Stored data:
+ + +

PR #1203, opened 2020-08-01
Support objects that do not change with a specifier

pirj:
This is a draft of the fix.
I struggle really hard with naming, made it work, but it needs ironing out and lacks specs.

Fixes https://github.com/rspec/rspec-rails/issues/1173

### DIFF
--- a/lib/rspec/matchers/built_in/change.rb
+++ b/lib/rspec/matchers/built_in/change.rb
@@ -180,7 +180,11 @@ module RSpec
 
         # @private
         def matches?(event_proc)
-          perform_change(event_proc) && @change_details.changed? && @matches_before && matches_after?
+          if perform_change(event_proc) && @change_details.changed?
+            @matches_before && matches_after?
+          else
+            @nomatches_before && matches_after?
+          end
         end
 
         # @private
@@ -212,6 +216,7 @@ module RSpec
             # returns). We need to cache these values before the `before` value
             # they are based on potentially gets mutated.
             @matches_before = values_match?(@expected_before, actual_before)
+            @nomatches_before = !values_match?(@expected_after, actual_before)
             @actual_before_description = description_of(actual_before)
           end
         end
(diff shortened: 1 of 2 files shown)


lib/rspec/matchers/built_in/change.rb
```diff
@@ -180,7 +180,11 @@ def initialize(change_details, from, to)
 
         # @private
         def matches?(event_proc)
-          perform_change(event_proc) && @change_details.changed? && @matches_before && matches_after?
+          if perform_change(event_proc) && @change_details.changed?
```
pirj, line 183: Not sure if those two should be &&'d or we'd better use a nested conditional:
```ruby
if perform_change(event_proc)
  if @change_details.changed?
    @matches_before && matches_after?
  else
    @nomatches_before && matches_after?
  end
end
```

lib/rspec/matchers/built_in/change.rb
```diff
@@ -212,6 +216,7 @@ def perform_change(event_proc)
             # returns). We need to cache these values before the `before` value
             # they are based on potentially gets mutated.
             @matches_before = values_match?(@expected_before, actual_before)
+            @nomatches_before = !values_match?(@expected_after, actual_before)
```
pirj, line 219: Naming for this variable is broken.
It says "the value or matcher passed in `to(...)` does **not** match the value before the change".

spec/rspec/matchers/built_in/change_spec.rb
```diff
@@ -356,6 +356,22 @@ def self.to_s
...
     end.to fail_with("expected `SomethingExpected#some_value` not to have changed, but did change from 5 to 6")
   end
+
+  it 'tolerates objects that do not change themselves' do
+    a = []
+    b = 1
+    expect { a << b }
+      .to change { b }
+      .to satisfy { |value| a.include?(value) }
+  end
```
myronmarston, line 366: IMO this example specifies a bug.  The expectation here is that the block changed `b` in a way that satisfies the passed matcher.  It only makes sense for this expectation to pass if `b` did in fact change. If `b` did not change, then `expect { ... }.to change { b }` should not pass no matter what further customizations are chained on the matcher.  In this example, `b` did not change (and in fact, cannot change: numeric values can never be mutated, and `b` was not reassigned to a different value).

pirj: Welcome back!

Agree. This gets especially confusing if the matcher would pass with a specifier, but would fail without one.

We actually made a change to address this very issue in a different way in #1132, but it seems it's not released as part of the latest release.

+ + +

| Exercise instructions |
Set down the records again in full. Match them exactly.

| Response |
PR #1203, opened 2020-08-01
Support objects that do not change with a specifier

pirj:
This is a draft of the fix.
I struggle really hard with naming, made it work, but it needs ironing out and lacks specs.

Fixes https://github.com/rspec/rspec-rails/issues/1173

### DIFF
--- a/lib/rspec/matchers/built_in/change.rb
+++ b/lib/rspec/matchers/built_in/change.rb
@@ -180,7 +180,11 @@ module RSpec
 
         # @private
         def matches?(event_proc)
-          perform_change(event_proc) && @change_details.changed? && @matches_before && matches_after?
+          if perform_change(event_proc) && @change_details.changed?
+            @matches_before && matches_after?
+          else
+            @nomatches_before && matches_after?
+          end
         end
 
         # @private
@@ -212,6 +216,7 @@ module RSpec
             # returns). We need to cache these values before the `before` value
             # they are based on potentially gets mutated.
             @matches_before = values_match?(@expected_before, actual_before)
+            @nomatches_before = !values_match?(@expected_after, actual_before)
             @actual_before_description = description_of(actual_before)
           end
         end
(diff shortened: 1 of 2 files shown)


lib/rspec/matchers/built_in/change.rb
```diff
@@ -180,7 +180,11 @@ def initialize(change_details, from, to)
 
         # @private
         def matches?(event_proc)
-          perform_change(event_proc) && @change_details.changed? && @matches_before && matches_after?
+          if perform_change(event_proc) && @change_details.changed?
```
pirj, line 183: Not sure if those two should be &&'d or we'd better use a nested conditional:
```ruby
if perform_change(event_proc)
  if @change_details.changed?
    @matches_before && matches_after?
  else
    @nomatches_before && matches_after?
  end
end
```

lib/rspec/matchers/built_in/change.rb
```diff
@@ -212,6 +216,7 @@ def perform_change(event_proc)
             # returns). We need to cache these values before the `before` value
             # they are based on potentially gets mutated.
             @matches_before = values_match?(@expected_before, actual_before)
+            @nomatches_before = !values_match?(@expected_after, actual_before)
```
pirj, line 219: Naming for this variable is broken.
It says "the value or matcher passed in `to(...)` does **not** match the value before the change".

spec/rspec/matchers/built_in/change_spec.rb
```diff
@@ -356,6 +356,22 @@ def self.to_s
...
     end.to fail_with("expected `SomethingExpected#some_value` not to have changed, but did change from 5 to 6")
   end
+
+  it 'tolerates objects that do not change themselves' do
+    a = []
+    b = 1
+    expect { a << b }
+      .to change { b }
+      .to satisfy { |value| a.include?(value) }
+  end
```
myronmarston, line 366: IMO this example specifies a bug.  The expectation here is that the block changed `b` in a way that satisfies the passed matcher.  It only makes sense for this expectation to pass if `b` did in fact change. If `b` did not change, then `expect { ... }.to change { b }` should not pass no matter what further customizations are chained on the matcher.  In this example, `b` did not change (and in fact, cannot change: numeric values can never be mutated, and `b` was not reassigned to a different value).

pirj: Welcome back!

Agree. This gets especially confusing if the matcher would pass with a specifier, but would fail without one.

We actually made a change to address this very issue in a different way in #1132, but it seems it's not released as part of the latest release.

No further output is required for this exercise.